Tutte le province del Lazio registrano un valore positivo e superiore alla media nazionale (+0,52%), con Roma capofila in Italia. Nel 2018, nel dettaglio, la crescita del numero delle imprese è stata del +1,02% a Frosinone (489 imprese in più), del +0,81% a Latina (467 imprese in più), del +0,59% a Rieti (89 imprese in più), del +0,69% a Viterbo (260 imprese in più), con Roma che ha registrato un +1,81% (8.916 imprese in più), il tasso di crescita più alto tra le varie province, più del triplo rispetto alla media Italia.

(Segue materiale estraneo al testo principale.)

PR #3452, opened 2026-09-04
[AI-Assisted] test(dynamics): preserve choked valve reference case

EvenSol:
## Summary

Restore the failing `ProcessSystemRunTransientTest.testDynamicCalculation1` reference case after #3448 made the legacy valve-sizing strategy unchoked by default.

The test's stored Cv anchors were generated on the choked IEC gas-sizing path. It now opts both gas valves into `setAllowChoked(true)` explicitly, preserving that established transient scenario while retaining #3448's new default and forward/inverse pressure consistency for ordinary callers.

## Root cause

#3448 intentionally changed the legacy `ControlValveSizing` choked-flow capacity limit from implicit-on to explicit-off. The dynamic test still expected its former choked Cv values, so the first SI Kv assertion changed from `1.1225433733413146` to `0.5133077841818874`.

This is a test-fixture configuration repair; no production behavior or public API changes.

## Validation

Local environment: OpenJDK 17.0.20, Maven 3.9.16.

- Reproduced the exact failure on current `master`.
- `./mvnw -q -Dtest=ProcessSystemRunTransientTest#testDynamicCalculation1 test` — passed after the repair.
- `./mvnw -q -Dtest=ProcessSystemRunTransientTest,ThrottlingValveTest test` — 32 tests passed, 0 failures/errors/skips.
- `python3 devtools/run_spotless.py apply` — passed.
- `python3 devtools/run_spotless.py check` — passed.
- `python3 devtools/check_documentation_search.py` — passed (688 Markdown + 1 standalone HTML page).
- `pre-commit run --all-files --hook-stage pre-commit` — passed.
- `pre-commit run --all-files --hook-stage pre-push` — passed.

Full repository matrix was not rerun locally; hosted CI remains authoritative for Java 8 and broad-suite validation.

## Documentation impact

Documentation impact: none. Only an existing test fixture now explicitly selects the already-documented choked-flow option; runtime behavior, API, units, defaults, and user guidance are unchanged.

PR #3455, opened 2026-09-04
fix(thermo): repair UNIFAC group tables and fail loudly on missing groups

dupuypablo:
## Problem

A component missing from a UNIFAC table, or carrying a wrong group assignment, does not fail. It ends up with `R = Q = 0`, which makes the combinatorial term

```
lngammaCombinational = log(V/x) + (10/2)*Q*log(F/V) + li - (V/x)*sum(l)
```

evaluate to NaN, because `V = x*R/sum = 0` and `F = x*Q/sum = 0`.

Observed effect, measured on a methane/ethane/third-component UMR-PRU fluid:

| third component | `calcPTphaseEnvelope` (Michelsen) |
|---|---|
| n-heptane (has groups) | 64 dew points, Tmax = 360.27 K |
| propylbenzene (no groups) | **1 point, Tmax = NaN** |

## Group parameters

Six R/Q values in `UNIFACGroupParam.csv` disagreed with the [DDBST published original UNIFAC table](https://www.ddbst.com/published-parameters-unifac.html), which this file already cites through its `Hansen1991` reference column.

| subgroup | was | DDBST | fingerprint |
|---|---|---|---|
| sub19 CH2CO | R 1.3357 | 1.4457 | typo |
| sub23 HCOO | Q 1.1898 | 1.1880 | digit transposition |
| sub44 CH2Cl | R 2.2564 | 1.4654 | had **CH2Cl2's** R |
| sub45 CHCl | R 2.0606 | 1.2380 | had **CHCl2's** R |
| sub58 CS2 | R 2.5070 | 2.0570 | digit transposition |

None of these subgroups is referenced by any component in the database, so the correction is **result neutral** for the shipped component set. Agreement goes from 59/65 to 65/65.

## Component tables

- **`oxygen` was assigned the N2 group** (`sub125`) in both tables, so oxygen was modelled as nitrogen. Now uses the O2 group (`sub123`).
- `cis-12-DM-cy-C6` and `trans-12-DM-cy-C6` carried a **water** group in a C8H16 naphthene.
- `E-cy-C5` was `CH3 + 6 CH2`, which is not a closed-shell molecule. Ethylcyclopentane is `CH3 + 5 CH2 + CH`.
- **Eleven rows were unreachable** because they used commas where `COMP.csv` uses dots, e.g. `"1,2,3-TM-Benzene"` against `1.2.3-TM-Benzene`. The lookup is `WHERE Name = '<COMP.csv name>'`, so those components silently got zero groups.
- **Four duplicate rows removed.** Which duplicate wins is otherwise decided by database row order. Each was resolved on molar mass and skeleton, never on position: `23-DM-C5` CompNumber 134 places a quaternary carbon in 2,3-dimethylpentane; the `c-C7` / `c-C8` duplicates were exact copies.

## MEG / DEG / TEG deliberately untouched

Left byte identical to master at the maintainer's request, since UMR-PRU is not generally used for glycol-bearing fluids.

Note the coupling: `sub61` (Furfural) is referenced by **exactly one** component in the database, MEG, so correcting its Q would in practice be a MEG change. That correction, the stray Furfural group on MEG, and the duplicate TEG row are therefore recorded in the baseline rather than fixed.

## Behaviour change

`ComponentGEUnifac` and `ComponentGEUnifacUMRPRU` now **throw** when a component ends up with no groups, wrapping `InvalidInputException` the way `SystemThermo.addComponent` already does. Previously the failure was swallowed by a `logger.error` and surfaced much later as NaN.

## New regression test

`UnifacDatabaseIntegrityTest` screens both component tables and the group table:

- **strict**: group R/Q and main group against DDBST, duplicate component names, unknown subgroups, rows with no groups
- **baselined** (53 entries): cross-table molar-mass consistency against `COMP.csv`, and rows with no `COMP.csv` component

A second test fails on stale baseline entries, so the baseline can only shrink.

Most of the remaining `molar_mass_mismatch` entries point at **`COMP.csv`**, not the UNIFAC tables. For `2-M-C8`, `3-M-C8`, `ethylcyclohexane`, `11-DM-cy-C5`, `113-TM-cy-C5` and `cis-13-DM-cy-C6` the group assignment is right and the `COMP.csv` molar mass is wrong.

## Verification

- `neqsim.thermo.**`: **1332 tests, 0 failures, 0 errors**
- `UnifacDatabaseIntegrityTest`: 2 tests, 0 failures
- **Negative control**: injecting a wrong CH3 R makes the test fail and name `group_param_mismatch sub1 CH3`
- `spotless:check` clean; data files verified UTF-8, no BOM, LF

## Not included

- 123 verified new component rows (from `devtools/propose_unifac_groups.py`) — adding components is a larger, separate review
- Convention migration: ~22 ring rows still use aliphatic `CH2` rather than the UMR-PRU cyclic `cCH2`, and 6 `nCx-Benzene` rows use `AC` rather than `ACCH2`. Both change results and need a before/after comparison first.


EvenSol:
CI refresh after merged #3452

- advanced the PR to tree-identical head `3baf8faa7e9861d4cbffc2878d7ee5aa0e3f9690` only to trigger a fresh merge-based check run against repaired `master`;
- verified merge commit `6b4ea20625820a3d3a63b05962ab40d527214d7e` contains both `setAllowChoked(true)` selections;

“I dati diffusi oggi nel report di Unioncamere/Infocamere- sottolinea il presidente di Unioncamere Lazio, Lorenzo Tagliavanti– confermano la nostra regione prima per dinamicità imprenditoriale. Tutte le province del Lazio registrano una crescita del numero delle imprese positiva e superiore alla media nazionale. Dati sicuramente confortanti e da consolidare, ma non bisogna dimenticare che il sistema economico regionale e di Roma, in particolare, è stato colpito duramente dalla crisi. Una crisi lunga e pesante che non ha bloccato l’aumento del numero di lavoratori e delle imprese, ma ha impedito – finora – un percorso di vera rinascita economica generando una crescita imprenditoriale e occupazionale a basso valore, con un impatto negativo sul versante della qualità del lavoro e della sua capacità di produrre reddito. Su questo dobbiamo impegnarci senza pause”.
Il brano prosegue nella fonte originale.